Stored data:

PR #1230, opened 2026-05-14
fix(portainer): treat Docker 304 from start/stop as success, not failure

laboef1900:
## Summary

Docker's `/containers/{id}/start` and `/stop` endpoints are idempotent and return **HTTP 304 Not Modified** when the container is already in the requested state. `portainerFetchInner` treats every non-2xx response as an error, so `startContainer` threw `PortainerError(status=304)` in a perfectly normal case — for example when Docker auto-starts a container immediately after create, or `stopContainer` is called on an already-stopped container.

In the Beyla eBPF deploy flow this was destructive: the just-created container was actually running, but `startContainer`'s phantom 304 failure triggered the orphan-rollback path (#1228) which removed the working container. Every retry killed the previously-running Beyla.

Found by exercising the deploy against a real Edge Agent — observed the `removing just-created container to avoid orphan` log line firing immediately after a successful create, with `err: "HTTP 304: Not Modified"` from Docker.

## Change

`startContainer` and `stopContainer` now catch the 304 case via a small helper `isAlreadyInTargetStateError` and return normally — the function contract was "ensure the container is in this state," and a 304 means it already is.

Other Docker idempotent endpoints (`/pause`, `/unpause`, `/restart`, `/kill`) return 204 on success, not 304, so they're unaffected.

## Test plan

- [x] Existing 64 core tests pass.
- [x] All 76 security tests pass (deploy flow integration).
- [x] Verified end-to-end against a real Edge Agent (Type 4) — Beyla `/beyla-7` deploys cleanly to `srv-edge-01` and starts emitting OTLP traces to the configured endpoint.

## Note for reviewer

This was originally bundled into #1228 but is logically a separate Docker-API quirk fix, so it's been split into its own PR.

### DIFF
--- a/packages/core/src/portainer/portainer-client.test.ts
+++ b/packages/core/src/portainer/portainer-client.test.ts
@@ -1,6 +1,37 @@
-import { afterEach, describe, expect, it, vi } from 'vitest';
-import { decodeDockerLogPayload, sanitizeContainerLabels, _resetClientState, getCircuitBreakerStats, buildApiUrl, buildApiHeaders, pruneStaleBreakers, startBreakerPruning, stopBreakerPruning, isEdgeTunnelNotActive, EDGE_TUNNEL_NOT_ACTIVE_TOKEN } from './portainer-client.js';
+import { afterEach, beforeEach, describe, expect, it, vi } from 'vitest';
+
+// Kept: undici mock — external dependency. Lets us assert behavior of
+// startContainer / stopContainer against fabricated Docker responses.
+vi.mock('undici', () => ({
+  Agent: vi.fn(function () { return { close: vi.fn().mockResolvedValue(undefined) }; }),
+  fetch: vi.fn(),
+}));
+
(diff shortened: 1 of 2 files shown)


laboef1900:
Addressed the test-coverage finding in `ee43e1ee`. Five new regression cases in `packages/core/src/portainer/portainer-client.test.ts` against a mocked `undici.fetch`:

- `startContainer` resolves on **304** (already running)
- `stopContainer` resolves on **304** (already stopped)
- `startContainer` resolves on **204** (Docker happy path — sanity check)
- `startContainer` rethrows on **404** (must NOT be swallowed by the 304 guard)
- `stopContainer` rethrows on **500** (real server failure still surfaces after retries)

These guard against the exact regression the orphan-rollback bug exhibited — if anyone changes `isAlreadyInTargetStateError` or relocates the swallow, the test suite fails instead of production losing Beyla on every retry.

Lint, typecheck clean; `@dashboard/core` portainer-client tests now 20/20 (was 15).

_Work order_
Restate verbatim the first line above and all lines after it through the line containing "## Note for reviewer"; omit the rest.

_Answer for this exercise_
PR #1230, opened 2026-05-14
fix(portainer): treat Docker 304 from start/stop as success, not failure

laboef1900:
## Summary

Docker's `/containers/{id}/start` and `/stop` endpoints are idempotent and return **HTTP 304 Not Modified** when the container is already in the requested state. `portainerFetchInner` treats every non-2xx response as an error, so `startContainer` threw `PortainerError(status=304)` in a perfectly normal case — for example when Docker auto-starts a container immediately after create, or `stopContainer` is called on an already-stopped container.

In the Beyla eBPF deploy flow this was destructive: the just-created container was actually running, but `startContainer`'s phantom 304 failure triggered the orphan-rollback path (#1228) which removed the working container. Every retry killed the previously-running Beyla.

Found by exercising the deploy against a real Edge Agent — observed the `removing just-created container to avoid orphan` log line firing immediately after a successful create, with `err: "HTTP 304: Not Modified"` from Docker.

## Change

`startContainer` and `stopContainer` now catch the 304 case via a small helper `isAlreadyInTargetStateError` and return normally — the function contract was "ensure the container is in this state," and a 304 means it already is.

Other Docker idempotent endpoints (`/pause`, `/unpause`, `/restart`, `/kill`) return 204 on success, not 304, so they're unaffected.

## Test plan

- [x] Existing 64 core tests pass.
- [x] All 76 security tests pass (deploy flow integration).
- [x] Verified end-to-end against a real Edge Agent (Type 4) — Beyla `/beyla-7` deploys cleanly to `srv-edge-01` and starts emitting OTLP traces to the configured endpoint.

## Note for reviewer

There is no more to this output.